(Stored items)
══════════════════════════════
PR #727, opened 2020-12-01
Upgrade typescript

rgomezp:
# Description
## 1 Line Summary
Upgrades Typescript version to 3.9.7

# Systems Affected
* [x] WebSDK
* [ ] Backend
* [ ] Dashboard

# Validation
## Tests
All tests pass

### Info
Fixed Unit Tests that broke due to Typescript changes

### Checklist

**Programming Checklist**
Interfaces:

  * New interfaces are unique to each individual testing file

Functions:

Typescript:

* [x] No Typescript warnings

Other:

### Info
No relevant screenshots necessary

### Checklist

- - -
## Related Tickets
- - -
## 
This change is [Reviewable](https://reviewable.io/reviews/onesignal/onesignal-website-sdk/727)

### DIFF
--- a/src/utils.ts
+++ b/src/utils.ts
@@ -376,14 +376,10 @@ export function getSdkLoadCount() {
   return (<any>window).__oneSignalSdkLoadCount || 0;
 }
 
-export async function awaitSdkEvent(eventName: string, predicate?: Action<any>) {
+export async function awaitSdkEvent(eventName: string) {
   return await new Promise(resolve => {
     OneSignal.emitter.once(eventName, (event: Event) => {
-      if (predicate) {
-        const predicateResult = predicate(event);
-        if (predicateResult)
-          resolve(event);
-      } else resolve(event);
+      resolve(event);
     });
   });
 }
--- a/package.json
+++ b/package.json
@@ -81,7 +81,7 @@
     "svgo": "^0.7.2",
     "text-encoding": "^0.6.4",
     "timemachine": "^0.3.0",
-    "typescript": "^2.7.1",
+    "typescript": "3.0.0",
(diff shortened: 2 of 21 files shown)


src/utils.ts
```diff
@@ -379,11 +379,9 @@ export function getSdkLoadCount() {
 export async function awaitSdkEvent(eventName: string, predicate?: Action<any>) {
   return await new Promise(resolve => {
     OneSignal.emitter.once(eventName, (event: Event) => {
-      if (predicate) {
-        const predicateResult = predicate(event);
-        if (predicateResult)
-          resolve(event);
-      } else resolve(event);
+      if (!predicate) {
```
jmadler, line 382: This seems like a meaningful semantic shift -- what's the intent here?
══════════════════════════════
◆ WHAT TO PRODUCE: For every entry above, give it back exactly as written.

◆ FINAL ANSWER:
PR #727, opened 2020-12-01
Upgrade typescript

rgomezp:
# Description
## 1 Line Summary
Upgrades Typescript version to 3.9.7

# Systems Affected
* [x] WebSDK
* [ ] Backend
* [ ] Dashboard

# Validation
## Tests
All tests pass

### Info
Fixed Unit Tests that broke due to Typescript changes

### Checklist

**Programming Checklist**
Interfaces:

  * New interfaces are unique to each individual testing file

Functions:

Typescript:

* [x] No Typescript warnings

Other:

### Info
No relevant screenshots necessary

### Checklist

- - -
## Related Tickets
- - -
## 
This change is [Reviewable](https://reviewable.io/reviews/onesignal/onesignal-website-sdk/727)

### DIFF
--- a/src/utils.ts
+++ b/src/utils.ts
@@ -376,14 +376,10 @@ export function getSdkLoadCount() {
   return (<any>window).__oneSignalSdkLoadCount || 0;
 }
 
-export async function awaitSdkEvent(eventName: string, predicate?: Action<any>) {
+export async function awaitSdkEvent(eventName: string) {
   return await new Promise(resolve => {
     OneSignal.emitter.once(eventName, (event: Event) => {
-      if (predicate) {
-        const predicateResult = predicate(event);
-        if (predicateResult)
-          resolve(event);
-      } else resolve(event);
+      resolve(event);
     });
   });
 }
--- a/package.json
+++ b/package.json
@@ -81,7 +81,7 @@
     "svgo": "^0.7.2",
     "text-encoding": "^0.6.4",
     "timemachine": "^0.3.0",
-    "typescript": "^2.7.1",
+    "typescript": "3.0.0",
(diff shortened: 2 of 21 files shown)


src/utils.ts
```diff
@@ -379,11 +379,9 @@ export function getSdkLoadCount() {
 export async function awaitSdkEvent(eventName: string, predicate?: Action<any>) {
   return await new Promise(resolve => {
     OneSignal.emitter.once(eventName, (event: Event) => {
-      if (predicate) {
-        const predicateResult = predicate(event);
-        if (predicateResult)
-          resolve(event);
-      } else resolve(event);
+      if (!predicate) {
```
jmadler, line 382: This seems like a meaningful semantic shift -- what's the intent here?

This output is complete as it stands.